Breathless from his climb, he crouched in the garden shadows. About him heavy-hooded blossoms leaned in venomous languor, or fawned with open mouths that exhaled a narcotic perfume or diffused a pollen of madness. Anomalous, multiform, with silhouettes that curdled the blood or touched the mind with nightmare, the trees of Maâl Dweb appeared to gather and conspire against him. Some arose with the sinuous towering of plumed pythons, of aigretted dragons. Others crouched with radiating limbs like the hairy members of giant spiders. They seemed to close in upon Tiglari. They waved their frightful darts of thorn, their scythe-like leaves.
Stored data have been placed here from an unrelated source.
PR #1065, opened 2023-05-12
Parse FIR into annotation mirror types

JakeWharton:
This separates the FIR parsing from the interpretation of the semantics.

Refs #19

### DIFF
--- a/redwood-tooling-schema/src/main/kotlin/app/cash/redwood/tooling/schema/schemaParserFir.kt
+++ b/redwood-tooling-schema/src/main/kotlin/app/cash/redwood/tooling/schema/schemaParserFir.kt
@@ -15,7 +15,12 @@
  */
 package app.cash.redwood.tooling.schema
 
+import app.cash.redwood.tooling.schema.Deprecation.Level
+import app.cash.redwood.tooling.schema.ProtocolWidget.ProtocolChildren
+import app.cash.redwood.tooling.schema.ProtocolWidget.ProtocolProperty
+import app.cash.redwood.tooling.schema.SchemaAnnotation.DependencyAnnotation
 import java.io.File
+import java.net.URLClassLoader
 import org.jetbrains.kotlin.KtVirtualFileSourceFile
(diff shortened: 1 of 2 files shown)


JakeWharton:
If I was smarter, I would have migrated the existing parser away from reflection into an abstraction similar to the data classes added in this PR. Then the migration would be "just" adding a FIR-to-data-class step with the semantic parsing still remaining the same.

I guess there's still time... maybe tomorrow.

redwood-tooling-schema/src/main/kotlin/app/cash/redwood/tooling/schema/schemaParserFir.kt
```diff
@@ -160,10 +166,44 @@ public fun parseProtocolSchema(
...
+  val dependencyClassLoader = URLClassLoader(dependencies.map { it.toURI().toURL() }.toTypedArray())
+  val dependencySchemas = schema.taggedDependencies.entries
+    .associate { (dependencyTag, dependencyType) ->
+      require(dependencyTag != 0) {
+        "Dependency $dependencyType tag must not be non-zero"
+      }
+
+      val dependency = loadProtocolSchema(
+        type = dependencyType,
+        classLoader = dependencyClassLoader,
```
JakeWharton, line 178: All these big chunks are copy/pasta from reflection parser

redwood-tooling-schema/src/main/kotlin/app/cash/redwood/tooling/schema/schemaParserFir.kt
```diff
@@ -374,19 +450,224 @@ private fun FirContext.parseLayoutModifier(
...
   return ParsedProtocolLayoutModifier(
     tag = tag,
-    scopes = scopes,
+    scopes = annotation.scopes,
     type = memberType,
-    deprecation = TODO(),
+    deprecation = deprecation,
     properties = properties,
   )
 }
```
JakeWharton, line 464: Everything below this comment is the new part, although a lot of it was moved from above.

chrisbanes (approved):

PR #1073, opened 2023-05-15
Remove `redwood-treehouse-lazylayout-paging`

### LINKED ISSUE #1046: Remove (or deprecate) `redwood-treehouse-lazylayout-paging`
This artifact adds support for the functions`items` and `itemsIndexed`, both of which are deprecated starting with `paging-compose:1.0.0-alpha19`. They have been replaced with direct calls to the underlying `items` Composable, and helper functions to create the `key` and `contentType` (see [the docs](https://developer.android.com/jetpack/androidx/releases/paging#1.0.0-alpha19) for more info).

Both of these helper functions (`itemKey` and `itemContentType`) exist in `app.cash.paging:paging-compose-common:3.2.0-alpha05-0.2.1`, so the functions within `redwood-treehouse-lazylayout-paging` can be deprecated or removed.

I don't have strong feelings between deprecating or removing them. I'm assuming that no one is currently using this artifact as Lazy Layout is currently under development, so it should be safe to just delete the module all together. I'm happy to deprecate it though instead.

veyndan:
Fixes #1046


JakeWharton (approved):
Need to update settings.gradle

Issue #1043, opened 2023-05-10
Eliminate `data class` from public API


JakeWharton:
They're a nightmare to evolve in a source- and binary-compatible way.

Detekt has a rule for this!

JakeWharton:
As part of this, switch the protocol to using `Array<out Xyz>` rather than `List<Xyz>`, although this means we can't use Poko because of https://github.com/drewhamilton/Poko/issues/1.

PR #1076, opened 2023-05-15
Support multiple arguments in event lambdas

### LINKED ISSUE #1069: Allow more than one event argument
Change the encoding on the wire to be a JSON array of values. The default changes to empty array.

JakeWharton:
Closes #1069

### DIFF
--- a/redwood-protocol/src/commonMain/kotlin/app/cash/redwood/protocol/protocol.kt
+++ b/redwood-protocol/src/commonMain/kotlin/app/cash/redwood/protocol/protocol.kt
@@ -37,7 +37,7 @@ public data class Event(
   val id: Id,
   /** Identifies which event occurred on the widget with [id]. */
   val tag: EventTag,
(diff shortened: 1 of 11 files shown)


chrisbanes (approved):
🚢

redwood-protocol/src/commonMain/kotlin/app/cash/redwood/protocol/protocol.kt
```diff
@@ -37,7 +37,7 @@ public data class Event(
   val id: Id,
   /** Identifies which event occurred on the widget with [id]. */
   val tag: EventTag,
-  val value: JsonElement = JsonNull,
+  public val args: List<JsonElement> = emptyList(),
```
JakeWharton: I was flirting with making this not a `data class`, but I'll save that for #1043 
```suggestion
  val args: List<JsonElement> = emptyList(),
```

veyndan (approved):
Sweeeet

They blotted the four moons with webs of arabesque menace.
With endless caution the hunter made his way forward, seeking a rift in the monstrous hedge. His faculties, ever alert, were quickened still more by fear and hatred. The fear was not for himself but for the girl Athlé, his beloved and the fairest of his tribe, who had gone up alone that evening by the causey of corundum and the porphyry stairs, at the summons of Maâl Dweb. His hatred was that of an outraged lover for the all-powerful, all-dreaded tyrant whom no man had ever seen, and from whose abode no woman ever came back; who spoke with an iron voice audible in far cities or outmost jungles; who punished the disobedient with a doom of falling fire swifter than the thunderstone.
Maâl Dweb had taken ever the fairest from among the maidens of the planet Xiccarph; and no mansion of the walled towns, or outland cave, was exempt from his scrutiny. He had chosen no less than fifty girls during the period of his tyranny; and these, forsaking their lovers and kinsfolk voluntarily, lest the wrath of Maâl Dweb should descend upon them, had gone one by one to the mountain citadel and were lost behind its cryptic walls. There, as the odalisques of the ageing sorcerer, they were supposed to dwell in halls that multiplied their beauty with a thousand mirrors; and were said to have for servants women of brass and men of iron.